日本地球惑星科学連合2023年大会

講演情報

[J] オンラインポスター発表

セッション記号 S (固体地球科学) » S-CG 固体地球科学複合領域・一般

[S-CG52] 海洋底地球科学

2023年5月24日(水) 13:45 〜 15:15 オンラインポスターZoom会場 (6) (オンラインポスター)

コンビーナ:沖野 郷子(東京大学大気海洋研究所)、田所 敬一(名古屋大学地震火山研究センター)

現地ポスター発表開催日時 (2023/5/23 17:15-18:45)

13:45 〜 15:15

[SCG52-P22] Dating the gold-rich, low-temperature Higashi-Aogashima Knoll Caldera hydrothermal field (Izu-Bonin Arc, Japan) with barite

*Man-Yin Tsang1Jun-ichiro Ishibashi2Shin Toyoda3、Marin Yamamoto3Tatsuo Nozaki4、Kazuki Kohama5Kazuya Kitada4Yuzuru Yamamoto1 (1.Kobe University、2.Kobe Ocean-Bottom Exploration Center、3.Okayama University of Science、4.Japan Agency for Marine-Earth Science and Technology (JAMSTEC)、5.Kyushu University)

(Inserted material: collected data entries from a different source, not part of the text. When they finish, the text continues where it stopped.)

PR #11929, opened 2018-11-21
HPCC-21039 Add a variant of CPersistentThreaded that uses tbb tasks

richardkchapman:

## Type of change:

## Checklist:
  - [x] The commit is signed.
  - [x] Scalability
  - [x] Performance
  - [ ] Security
  - [x] Thread-safety
  - [ ] Premature optimization

## Testing:
See unit tests

### DIFF
--- a/common/thorhelper/thorcommon.cpp
+++ b/common/thorhelper/thorcommon.cpp
@@ -2154,20 +2154,27 @@ void CPersistentTask::start()
     class RunTask : public tbb::task
     {
     public:
-        RunTask(IThreaded * _owner, tbb::task * _next) : owner(_owner), next(_next)
+        RunTask(CPersistentTask * _owner, tbb::task * _next) : owner(_owner), next(_next)
         {
         }
         virtual tbb::task * execute()
         {
-            owner->threadmain();
+            try
+            {
+                owner->owner->threadmain();
+            }
+            catch (IException *e)
+            {
+                owner->exception.setown(e);
+            }
             return next;
         }
     protected:
-        IThreaded * owner;
+        CPersistentTask * owner;
         tbb::task * next;
     };
     end = new (tbb::task::allocate_root()) tbb::empty_task();
-    tbb::task * task = new (end->allocate_child()) RunTask(owner, nullptr);
+    tbb::task * task = new (end->allocate_child()) RunTask(this, nullptr);
     end->set_ref_count(1+1);
     tbb::task::spawn(*task);
 }
@@ -2177,6 +2184,8 @@ bool CPersistentTask::join(unsigned timeout)
     end->wait_for_all();
     end->destroy(*end);
     end = nullptr;
+    if (exception.get())
+        throw exception.getClear();
     return true;
 }
 #endif
--- a/common/thorhelper/thorcommon.cpp
+++ b/common/thorhelper/thorcommon.cpp
@@ -2143,3 +2143,41 @@ ITranslator *getTranslators(const char *tracing, unsigned expectedCrc, IOutputMe
     else
         return nullptr;
 }
+
+#ifdef _USE_TBB
+#include "tbb/task.h"
+
+CPersistentTask::CPersistentTask(const char *name, IThreaded *_owner) : owner(_owner) {}
+
+void CPersistentTask::start()
+{
+    class RunTask : public tbb::task
+    {
+    public:
+        RunTask(IThreaded * _owner, tbb::task * _next) : owner(_owner), next(_next)
+        {
+        }
+        virtual tbb::task * execute()
+        {
+            owner->threadmain();
+            return next;
+        }
+    protected:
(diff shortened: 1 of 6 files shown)


richardkchapman:
@ghalliday Please review

It may be appropriate to split this into the test code (for 7.0.x) and the improvement (for 7.2)

system/jlib/jthread.cpp
```diff
@@ -702,22 +702,44 @@ void CAsyncFor::For(unsigned num,unsigned maxatonce,bool abortFollowingException
...
-            ready.signal();
-        IArrayOf<Thread> started;
-        started.ensure(num);
-        for (i=0;i<num;i++) {
-            ready.wait();
-            if (abortFollowingException && e) break;
-            Owned<Thread> thread = new cdothread(this,shuffled?shuffler->lookup(i):i,ready,&errmutex,e);
-            thread->start();
-            started.append(*thread.getClear());
+        if (maxatonce < num || abortFollowingException || shuffled)
```
ghalliday: abortFollowingException isn't really supported if maxatonce == num, so could use the new code for that case, and shuffled would also be a trivial change to support.

testing/unittests/unittests.cpp
```diff
@@ -674,4 +674,136 @@ class Base58Test : public CppUnit::TestFixture
...
+        public:
+            Thread(unsigned _count) : count(_count) {}
+            virtual void threadmain() override
+            {
+                ret = call_from_thread(count);
+            }
+            unsigned count;
+            unsigned ret = 0;
+        } t1(count), t2(count), t3(count);
+        CThreadedPersistent thread1("1", &t1), thread2("2", &t2), thread3("3", &t3);
```
ghalliday: Should be inside the switch, case 0, otherwise it distorts the timings for the rest

roxie/ccd/ccdserver.cpp
```diff
@@ -27239,10 +27239,43 @@ class CActivityGraph : implements IActivityGraph, implements IThorChildGraph, im
         CActivityGraph * container;
     } graphCodeContext;
 
+    class SinkThread : public CThreadedPersistent, implements IThreaded
```
ghalliday: CThreadedPersistent shoulod be a member of this class rather than a base class (its functions are never called from the outside).

Also, CThreadedPersistent is currently derived from CInterface, but there is no need for it to be - I suspect it is historical - that should be removed as a base class.

ghalliday: Although because you are adding them to an array SinkThread should be derived from CInterface.

ghalliday (commented):
You should split the PR into two.  I think the async changes may be suitable for a 7.0.2.  Roxie changes should probably wait until 7.2.0.

common/thorhelper/thorcommon.cpp
```diff
@@ -2143,3 +2143,41 @@ ITranslator *getTranslators(const char *tracing, unsigned expectedCrc, IOutputMe
...
+{
+    class RunTask : public tbb::task
+    {
+    public:
+        RunTask(IThreaded * _owner, tbb::task * _next) : owner(_owner), next(_next)
+        {
+        }
+        virtual tbb::task * execute()
+        {
+            owner->threadmain();
```
ghalliday: catch exceptions and set them in the owner so they can then be retrieved.

common/thorhelper/thorhelper.hpp
```diff
@@ -40,4 +41,30 @@ interface ICsvToRawTransformer : extends IInterface
...
 
+
+// Similar to CThreadedPersistent, but using tbb
+#ifdef _USE_TBB
+namespace tbb
+{
+class task;
+}
+
+class THORHELPER_API CPersistentTask : public CInterface
```
ghalliday: No need to be be derived from CInterface

ghalliday:
@richardkchapman some commments, and could do with splitting into 3 different PRs.

system/jlib/jthread.cpp
```diff
@@ -702,22 +702,44 @@ void CAsyncFor::For(unsigned num,unsigned maxatonce,bool abortFollowingException
...
+            IArrayOf<Thread> started;
+            started.ensure(num);
+            for (i=0;i<num-1;i++)
+            {
+                Owned<Thread> thread = new cdothread(this,i,ready,&errmutex,e);
+                thread->start();
+                started.append(*thread.getClear());
+            }
+            Do(num-1);
+            ready.wait();
```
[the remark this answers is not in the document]
ghalliday: I think you're right.  would be worth commenting.

system/jlib/jthread.cpp
ghalliday: I agree it is fairly meaningless, so could ignore it.

richardkchapman:
@ghalliday

richardkchapman:
Closing to split into 3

キーワード:Island arc, Seafloor massive sulfide, Barite, Electron spin resonance dating, ESR dating, Lead-radium disequilibrium dating

The Higashi-Aogashima Knoll Caldera hydrothermal field, discovered in 2015 (The University of Tokyo, 2015; Katase et al., 2016), hosts abundant electrum grains as well as rocks and sediments with more than 100 ppm of gold (Iizasa et al., 2019). As the temperature of this hydrothermal field is below 300 °C (Nozaki et al., 2021), previous studies hypothesize that the gold-formation process here is different from well-documented processes in other island arc settings (Iizasa et al., 2019). The sulfide mounds in the hydrothermal field are rich in barite (BaSO4). Barite can be a proxy of its formation fluid and is commonly used for dating hydrothermal fields. Here we extract barite minerals from the hydrothermal sulfide mounds for 210Pb-226Ra disequilibrium dating and electron spin resonance (ESR) dating, as well as analyze their 226Ra activities. Our findings can enhance the understanding of the geological history and the geochemistry of fluid involved in forming the gold-bearing sulfide mounds in the Higashi-Aogashima.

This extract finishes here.